Home » Research Projects » Missing and Faulty Data

Missing and Faulty Data

Federal agencies field surveys that potentially support complex and rich secondary analyses that lead to deeper scientific understanding and more informed policy making; yet, data quality often suffers because data subjects are reluctant to respond to surveys or are prone to report data with errors.  Statistical agencies frequently handle nonresponse with ad hoc approaches that tend not to work well in complex datasets with many variables—especially when data are released to the public—because they often ignore multivariate relationships. Similarly, editing faulty data is frequently based on heuristics rather than principled theory.

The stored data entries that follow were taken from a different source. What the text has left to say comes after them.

PR #132, opened 2023-08-01
Refactor/gateway admin

IgboPharaoh:
This is a cleanup pr for gateway-admin. Since we're using cards instead of tabs, it makes sense to rename Components and language typings to match the design style


okjodom (approved):
appreciating the code cleanups

PR #133, opened 2023-08-01
Don't throw away 3rd party modules

justinmoon:
This allows the UI to run 3rd party modules. It doesn't expose their parameters in the UI so you can only run with default parameters. But it's a good step forward. I was able to test it with a 3rd party module and it worked.

@wbobeirne could use a little help with typing things.

Updated docker and nix fedimint hashes to include [this commit](https://github.com/fedimint/fedimint/pull/2848) which enables devimint to do DKG with 3rd party modules.

### DIFF
--- a/apps/guardian-ui/src/components/SetConfiguration.tsx
+++ b/apps/guardian-ui/src/components/SetConfiguration.tsx
@@ -20,12 +20,10 @@ import {
 import { FormGroup, FormGroupHeading } from '@fedimint/ui';
 import { useSetupContext } from '../hooks';
 import {
-  AnyModuleParams,
   BitcoinRpc,
   ConfigGenParams,
   GuardianRole,
   Network,
-  OtherModuleParams,
 } from '../setup/types';
 import { ReactComponent as FedimintLogo } from '../assets/svgs/fedimint.svg';
 import { ReactComponent as BitcoinLogo } from '../assets/svgs/bitcoin.svg';
@@ -33,7 +31,8 @@ import { ReactComponent as ArrowRightIcon } from '../assets/svgs/arrow-right.svg
 import {
   formatApiErrorMessage,
   getModuleParamsFromConfig,
-  getOtherModuleParamsFromConfig,
+  applyConfigGenModuleParams,
+  removeConfigGenModuleConsensusParams,
 } from '../utils/api';
 import { ModuleKind } from '../types';
 import { useTranslation } from '@fedimint/utils';
@@ -60,6 +59,7 @@ export const SetConfiguration: React.FC<Props> = ({ next }: Props) => {
   const [myName, setMyName] = useState(stateMyName);
   const [password, setPassword] = useState(statePassword);
   const [hostServerUrl, setHostServerUrl] = useState('');
+  const [defaultParams, setDefaultParams] = useState<ConfigGenParams>();
   const [numPeers, setNumPeers] = useState(
     stateNumPeers ? stateNumPeers.toString() : ''
   );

The TCRN will improve methodology and practice for handling missing and faulty data by

  1. developing frameworks for simultaneous imputation of missing data and editing of faulty data by integrating paradigms from statistics and operations research; and,
  2. developing nonparametric Bayesian methodology for multiple imputation of missing data in high dimensions with longitudinal and multi-level aspects.

These methods will be used to enhance imputations in the restricted access files for the ASM and the Survey of Income and Program Participation (SIPP), which are used by large research communities in, e.g., business, economics, public policy, and sociology.

TCRN no longer active

The NSF award that supported the TCRN ended on September 30, 2018.  This site is maintained for archival purposes.